§ **SOURCE MATERIAL**

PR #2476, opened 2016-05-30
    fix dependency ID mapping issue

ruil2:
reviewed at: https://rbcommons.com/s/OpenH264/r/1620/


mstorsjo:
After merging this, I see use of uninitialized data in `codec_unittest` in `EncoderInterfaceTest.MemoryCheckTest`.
---
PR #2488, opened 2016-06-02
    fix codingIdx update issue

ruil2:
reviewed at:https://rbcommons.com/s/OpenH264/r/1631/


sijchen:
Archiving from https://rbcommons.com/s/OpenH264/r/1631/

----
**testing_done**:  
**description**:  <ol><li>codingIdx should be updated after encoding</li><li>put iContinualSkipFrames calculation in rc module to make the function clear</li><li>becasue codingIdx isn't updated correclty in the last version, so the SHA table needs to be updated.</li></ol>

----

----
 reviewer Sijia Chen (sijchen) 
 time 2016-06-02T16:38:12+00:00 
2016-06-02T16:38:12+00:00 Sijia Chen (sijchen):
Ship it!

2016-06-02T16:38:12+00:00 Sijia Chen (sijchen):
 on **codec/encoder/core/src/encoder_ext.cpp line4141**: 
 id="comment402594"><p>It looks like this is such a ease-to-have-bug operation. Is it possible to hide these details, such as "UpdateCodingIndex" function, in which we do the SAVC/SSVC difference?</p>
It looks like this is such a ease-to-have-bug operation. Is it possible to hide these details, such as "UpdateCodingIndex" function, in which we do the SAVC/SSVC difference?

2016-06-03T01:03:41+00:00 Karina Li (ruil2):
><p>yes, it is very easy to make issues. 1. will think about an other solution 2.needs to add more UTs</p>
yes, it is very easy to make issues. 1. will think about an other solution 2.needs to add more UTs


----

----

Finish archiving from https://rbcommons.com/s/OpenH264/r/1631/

§ **WORK ITEM**
What you return should be exactly the lines above, starting at the one with "PR #2476, opened 2016-05-30" and ending at the one with "After merging this, I", and nothing else.

§ **EXERCISE ANSWER**
PR #2476, opened 2016-05-30
    fix dependency ID mapping issue

ruil2:
reviewed at: https://rbcommons.com/s/OpenH264/r/1620/


mstorsjo:
After merging this, I see use of uninitialized data in `codec_unittest` in `EncoderInterfaceTest.MemoryCheckTest`.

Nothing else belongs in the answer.